RECORDS TO USE:
PR #353, opened 2021-09-21
feat: use camera extension

MDavidson17:
changes:
- camera extension is now added and used in metadata_loader_imagery_historic.py
- camera extension requires integers so convert_value function was added in conversions.py
- stac is validated in metadata_validator_stac.py
- test added


topo_processor/metadata/metadata_loaders/metadata_loader_imagery_historic.py
```diff
@@ -67,6 +71,7 @@ async def load_metadata(self, asset: Asset) -> None:
                 "linz:photo_version": asset_metadata["photo_version"],
             }
         )
+        item.add_extension("https://linz.github.io/stac/v0.0.2/camera/schema.json")
```
blacha, line 74: Did we decide on if `camera_sequence_no` and `nominal_focal_length` are both null do we need a `camera` schema added?

blacha:
The pull request tile is also not conventional, could you please change it :)

topo_processor/metadata/metadata_loaders/metadata_loader_imagery_historic.py
```diff
@@ -46,8 +50,8 @@ async def load_metadata(self, asset: Asset) -> None:
                 "linz:photo_no": asset_metadata["photo_no"],
                 "linz:alternate_survey_name": asset_metadata["alternate_survey_name"],
                 "linz:camera": asset_metadata["camera"],
-                "linz:camera_sequence_no": asset_metadata["camera_sequence_no"],
-                "linz:nominal_focal_length": asset_metadata["nominal_focal_length"],
+                "camera:sequence_number": asset_metadata["camera_sequence_no"],
```
blacha, line 53: also possibly super pedantic, but it might be nice to do a separate `update` per extension, maybe a `add_camera_metadata()` or something

topo_processor/util/conversions.py
```diff
@@ -0,0 +1,13 @@
+def convert_value(value):
```
dwsilk, line 1: Let's be more intentional for each key/value that we are handling - this method will cause issues where something looks like an integer but should actually be stored as a string.

topo_processor/metadata/metadata_validators/tests/metadata_validator_stac_test.py
```diff
@@ -0,0 +1,22 @@
...
+
+@pytest.mark.asyncio
+async def test_check_validity():
+    source_path = os.path.join(os.getcwd(), "test_data", "tiffs", "SURVEY_1", "CONTROL.tiff")
+    asset = Asset(source_path)
+    item = Item("item_id")
+    item.add_asset(asset)
+    item.properties.update({"camera:nominal_focal_length": "string"})
+    item.properties.update({"camera:sequence_number": 1234})
+    item.add_extension("https://linz.github.io/stac/v0.0.2/camera/schema.json")
```
dwsilk, line 17: Move extension version numbers to their own file so that we only need to bump version numbers in one location.

dwsilk (changes requested):

topo_processor/metadata/metadata_validators/tests/metadata_validator_stac_test.py
blacha: I am unsure if we can bump all the versions of  the linz extensions at the same time, but we could have a `StacCameraExtension` object which that includes the specific version/uri we are using

dwsilk: Yea we were discussing one version number for each extension, including community/core extensions. Risky having hard coded extension numbers in different parts of the code/tests and having to make sure you've found them all each time one of them needs to be bumped.

dwsilk: And yes URI might be better than version number so that they could be swapped out e.g. when a "LINZ extension" becomes a "community extension".

topo_processor/metadata/metadata_loaders/metadata_loader_imagery_historic.py
MDavidson17: The camera extension currently doesn't allow for null values, so I've upadated the code to only add the fields and extension if the values exist.

dwsilk (approved):

paulfouquet (approved):
Looks good!

blacha (approved):

blacha (approved):

amfage (approved):

amfage (approved):

PR #405, opened 2021-11-03
fix(validate): validate STAC Item against item-spec json schema (TDE-204)

paulfouquet:


topo_processor/stac/item.py
```diff
@@ -30,6 +31,7 @@ def __init__(self, item_id: str):
         self.collection = None
         self.geometry_poly = None
         self.assets = []
+        self.schema = 'https://schemas.stacspec.org/v1.0.0/item-spec/json-schema/item.json'
```
blacha, line 34: Is this defined in pystac anywhere? could we just reference it from there?

paulfouquet: I've pushed a change this morning

amfage (approved):

topo_processor/stac/item.py
blacha: Wow that is kinda frustrating how hard it is to get a schema URI from pystac!  maybe we do just want to hard code them :P

blacha (approved):

topo_processor/stac/item.py
paulfouquet: I know right!

PR #410, opened 2021-11-04
chore: Update `jsonschema_rs`

Stranger6667:
### Change Description

I noted, that you use `json.loads` to load JSON Schema [here](https://github.com/linz/topo-processor/blob/master/topo_processor/metadata/metadata_validators/metadata_validator_stac.py#L24), so I implemented `JSONSchema.from_str` to avoid calling Python's `json` at all in such cases. Locally, it gave substantial speedup for large schemas.


paulfouquet (approved):
Thanks for your contribution @Stranger6667

blacha:
Awesome, !hanks @Stranger6667 !

blacha (approved):

PR #413, opened 2021-11-04
ci: build on pull request and pushes

blacha:
Pull requests from external acocunts were not being run through CI.

### DIFF
--- a/.github/workflows/ci.yml
+++ b/.github/workflows/ci.yml
@@ -1,5 +1,9 @@
 name: Build
-on: [push]
+on:
+  push:
+    branches:
+      - master
+  pull_request:
 
 jobs:
   build:


.github/workflows/ci.yml
```diff
@@ -1,5 +1,9 @@
 name: Build
-on: [push]
+on:
```
paulfouquet, line 2: I am not familiar with that. Does that mean the build will run every push on the master branch and also every pull request whatever branch?

paulfouquet (commented):
Question

.github/workflows/ci.yml
blacha: Yes,

pull requests from other peoples accounts are not considered a a "push" so CI will never run, this makes it so if i pull request from say `blacha/topo-processor` the CI system will run.

It will also run on any push to the master branch, this does mean that just random pushes to random branches will not be CI'd until a PR is made.

paulfouquet: Nice!

paulfouquet (approved):

blacha:
ci is failing because of #411

amfage (approved):

PR #415, opened 2021-11-08
fix: asset object key TDE-188

amfage:
[https://linzgovt.atlassian.net/browse/TDE-188](https://linzgovt.atlassian.net/browse/TDE-188)
The Asset Object key was set to the media type.
This is an interim change (until we know more about the assets there will be) to set it to "visual" if the type is geotiff, then to follow the previous logic and set to the file extension if there is no media type. Then to the checksum if there is no extension.

### DIFF
--- a/topo_processor/stac/asset.py
+++ b/topo_processor/stac/asset.py
@@ -41,6 +41,16 @@ class Asset(Validity):
             self.properties["file:checksum"] = multihash_as_hex(self.source_path)
         return self.properties["file:checksum"]
 
+    def get_key(self) -> str:
+        if self.content_type:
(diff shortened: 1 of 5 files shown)


topo_processor/stac/asset.py
```diff
@@ -41,6 +41,16 @@ def get_checksum(self) -> str:
             self.properties["file:checksum"] = multihash_as_hex(self.source_path)
         return self.properties["file:checksum"]
 
+    def get_key(self) -> str:
+        if self.content_type:
```
paulfouquet, line 45: You might not need to test if `content_type` is not `None`

paulfouquet (approved):
Looks good to me, just a suggestion

amfage:
Change of approach needed.

PR #434, opened 2021-11-12
fix: asset object key redo (TDE-188)

amfage:
[https://linzgovt.atlassian.net/browse/TDE-188](https://linzgovt.atlassian.net/browse/TDE-188)

Note: should I check against the enumerator when adding the key in `topo_processor/util/transfer_collection.py`, rather than assume an enumerator value has been used?

### DIFF
--- a/topo_processor/stac/asset_key.py
+++ b/topo_processor/stac/asset_key.py
@@ -1,0 +1,6 @@
+from enum import Enum
+
+
+class AssetKey(Enum):
+    Visual = "visual"
+    Thumbnail = "thumbnail"
--- a/topo_processor/stac/asset_key.py
+++ b/topo_processor/stac/asset_key.py
@@ -1,6 +1,6 @@
 from enum import Enum
 
 
-class AssetKey(Enum):
+class AssetKey(str, Enum):
     Visual = "visual"
     Thumbnail = "thumbnail"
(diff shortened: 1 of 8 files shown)


topo_processor/util/tests/transfer_collection_test.py
```diff
@@ -25,19 +26,40 @@ def test_fail_on_duplicate_assets(setup):
...
-    collection.license = "face_license"
+    collection.license = "fake_license"
     item = Item("item_id")
     item.datetime = datetime.now()
     collection.add_item(item)
     item.collection = collection
 
     cog_1 = Asset("./test_data/tiffs/SURVEY_1/CONTROL.tiff")
     cog_1.target = "fake_title/fake_target.tiff"
+    cog_1.key_name = AssetKey.Visual.value
```
paulfouquet, line 37: Instead of using `enum.value` you can define AssetKey(str, Enum), so the `enum` will return the `string` value. i.e. `AssetKey.Visual == "visual" # True`

topo_processor/stac/asset_key.py
```diff
@@ -0,0 +1,6 @@
+from enum import Enum
+
+
+class AssetKey(Enum):
```
paulfouquet, line 4: `class AssetKey(str, Enum):`
See the [doc](https://docs.python.org/3/library/enum.html#others)

paulfouquet (approved):
I've made a suggestion, but that already looks good to me

paulfouquet (approved):

MDavidson17 (approved):
:+1: 
We should probably also implement this enum fix for our other enum classes at some point.

PR #1005, opened 2026-08-04
feat(mix): rework Pressable input and semantics, add focus-visible variant

leoafarias:
## Summary

Interaction-subsystem changes to core `mix` extracted from the Tailwind parity branch (`leoafarias/mix-tailwind-compat`). They were *found* during parity work, but none of them are Tailwind-specific — they are standalone framework fixes plus two general-purpose features, so they ship as their own PR. The parity branch stacks on top of this one.

## Bug fixes (real bugs, reproducible without mix_tailwinds)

DIRECTIONS FOR THIS TASK:
In the listing above, find every line with the word "numbers" and copy it out.

TASK ANSWER:
dwsilk, line 17: Move extension version numbers to their own file so that we only need to bump version numbers in one location.
dwsilk: Yea we were discussing one version number for each extension, including community/core extensions. Risky having hard coded extension numbers in different parts of the code/tests and having to make sure you've found them all each time one of them needs to be bumped.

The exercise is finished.